Ms Low Yen Ling: To ask the Minister for Trade and Industry (a) whether there are schemes and mechanisms in place that can help Singapore businesses deal with the triple impact of sluggish US growth, European recession and the slowdown of China and India; (b) whether the Ministry will consider stimulus or cushioning measures, especially for export-reliant SMEs; and (c) whether there will be alternative sources of financing if businesses suffer a credit crunch due to the global economic uncertainty.
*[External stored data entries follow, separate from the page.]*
PR #976, opened 2017-08-24
updated connect/disconnect icon

dietertaotesting:
Related:
https://github.com/oat-sa/tao-core/pull/1447 (also dependency)
https://github.com/oat-sa/extension-tao-devtools/pull/99

https://oat-sa.atlassian.net/browse/TAO-4833
This is an update of the icons used to indicate connection/disconnection. So far they have only be used in the context of a delivery so there won't be any surprises. 

https://github.com/search?p=1&q=org%3Aoat-sa+disconnect&type=Code

The original task refers to a customer platform but this is working in all deliveries:
These icons old-icons 
have been replaced with these new-icons


views/scss/inc/_connectivity.scss
```diff
@@ -4,8 +4,9 @@
     margin-left: 40px;
     .icon-connect, .icon-disconnect {
         display: none;
-        line-height: 1.6;
-        @include font-size(23);
+        line-height: 2;
```
eacraft13: I agree that this line-height is the best placement for the icon, but, 1.6 is more in line with the other things such as the title and progress bar.
screen shot 2017-08-27 at 10 55 13 pm

dietertaotesting: I understand your concern but I would not want to change this. Actually the progress bar has been diplaced at some point and now hangs too low. I suggest you take the PR as it is and I file a bug concerning the progress bar. How about it?

PR #977, opened 2017-08-24
move item timer start.

bugalot:
What kind of impact could have this change?

This is really important, because if we find there is no impact, we can significantly improve the performances (CPU consumption) of TAO at delivery time (current gain ratio is currently +- 1.7).

Would you like to help by testing this in timing scenarios, especially with our beloved secret blue customer? Is this "start" GET request parameter really in use? Could you help to crawl the frontend source code to see it is really triggered somewhere?

Thanks so much!

PS: we can discuss the "why" internally.
PS2: As soon as we had an exhaustive tour of this, we might envision to enlarge the people assigned as reviewers.
**PS3: Please find great QTI Test Samples to test this in this PR!**


bugalot:
For the pain, additional samples have been introduced.

PR #980, opened 2017-08-28
Fix/tao 4840 cat answer required

eacraft13:
Bugfix - ACT

Requires
- https://github.com/oat-sa/extension-tao-testqti/pull/991

This fix is to show/hide allowSkipping/validateResponses options from test authors based on whether the feature is enabled.


ssipasseuth:
Hi, I am just wondering whether the product own has approved of this change ? I mean that sounds like a legitimate improvement but there is also the case in which people would like to author the test in TAO and export it to run it somewhere else. In this case I can imagine the complaint that one can no longer turn this attribute to true/false because their intention is to edit the test metadata+attribute not necessarily run it. I hope I am making any sense...

eacraft13:
I had created a think tank issue a while back and commented again not to long ago but haven't heard anything yet. I slacked Mark directly today and hopefully he'll review it soon.

PR #985, opened 2017-08-30
Fix/allow skipping blocks default or null responses

eacraft13:
Via IMS, allowSkipping should reject responses that are 'not null' or default.


antoinerobin:
works fine I'll merge once I've got @bugalot approval

PR #991, opened 2017-08-31
Fix/tao 4840 cat answer required install config

eacraft13:
Bugfix - ACT

This is to fix configuration for previously created tao-4840 feature. The decision was to make all new installs of tao (for any product) enable allowSkipping and validateResponses features. However, updates will not enable this unless specified by that customer. That is, tao update will not set these variables to true, but will instead be updated in a customer's updater if requested.


bugalot:
**If we merge this PR, all our customers will be impacted with their QTI Test Driver behaviour changed. THIS CANNOT HAPPEN!**

PR #1002, opened 2017-09-05
Feature/tao 4942 tao secure delivery

tikhanovichA:


views/js/runner/provider/qti.js
```diff
@@ -405,10 +405,8 @@ define([
                         self.trigger('endsession');
                     }
                 })
-                .on('log', function(data){
-                    self.getProxy().callTestAction('log', {
-                        logData: data
-                    });
+                .on('traceLog', function(traceData){
```
krampstudio: I wouldn't expose this event for the reasons described in https://github.com/oat-sa/extension-tao-test-runner-plugins/pull/21#pullrequestreview-60821957

PR #1011, opened 2017-09-07
pass context but not position to get scope map

hutnikau:


views/js/runner/helpers/map.js
```diff
@@ -189,32 +189,37 @@ define([
         /**
          * Gets the map of a particular scope from a particular position
          * @param {Object} map - The assessment test map
-         * @param {Number} position - The current position
+         * @param {Щиоусе} context - The current session context
          * @param {String} [scope] - The name of the scope. Can be: test, part, section (default: test)
          * @returns {object} The scoped map
          */
-        getScopeMap: function getScopeMap(map, position, scope) {
+        getScopeMap: function getScopeMap(map, context, scope) {
```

Written Reply by Mr Lim Hng Kiang, Minister for Trade and Industry
1. The Singapore economy is projected to grow at a moderate 1%-3% in 2012 on the back of slow global growth. In response, the Government announced several measures in Budget 2012 to support businesses. For example, IE and SPRING have enhanced the support level of their capability development schemes from 50% to 70% of qualifying costs for the next 3 years. The scope of these schemes was also expanded to include automation and business transformation projects. These measures help businesses to build capabilities, enhance productivity and expand market reach during this period of low growth.
2. These scheme enhancements complement our existing financing schemes, like SPRING’s Local Enterprise Finance Scheme and Micro-Loan Programme, and IE’s Loan Insurance Scheme and Trade Credit Insurance Scheme. These financing schemes support the growth of our businesses, particularly SMEs, by increasing their access to financing should private financial institutions become less forthcoming in extending credit due to portfolio covenants.
3. The Government is keeping a close watch on global economic developments and their potential impact on Singapore’s economy. We are ready to respond with measures to help Singapore businesses if needed. The exact form of the measures will depend on how developments in the global economy unfold and the specific needs of businesses affected.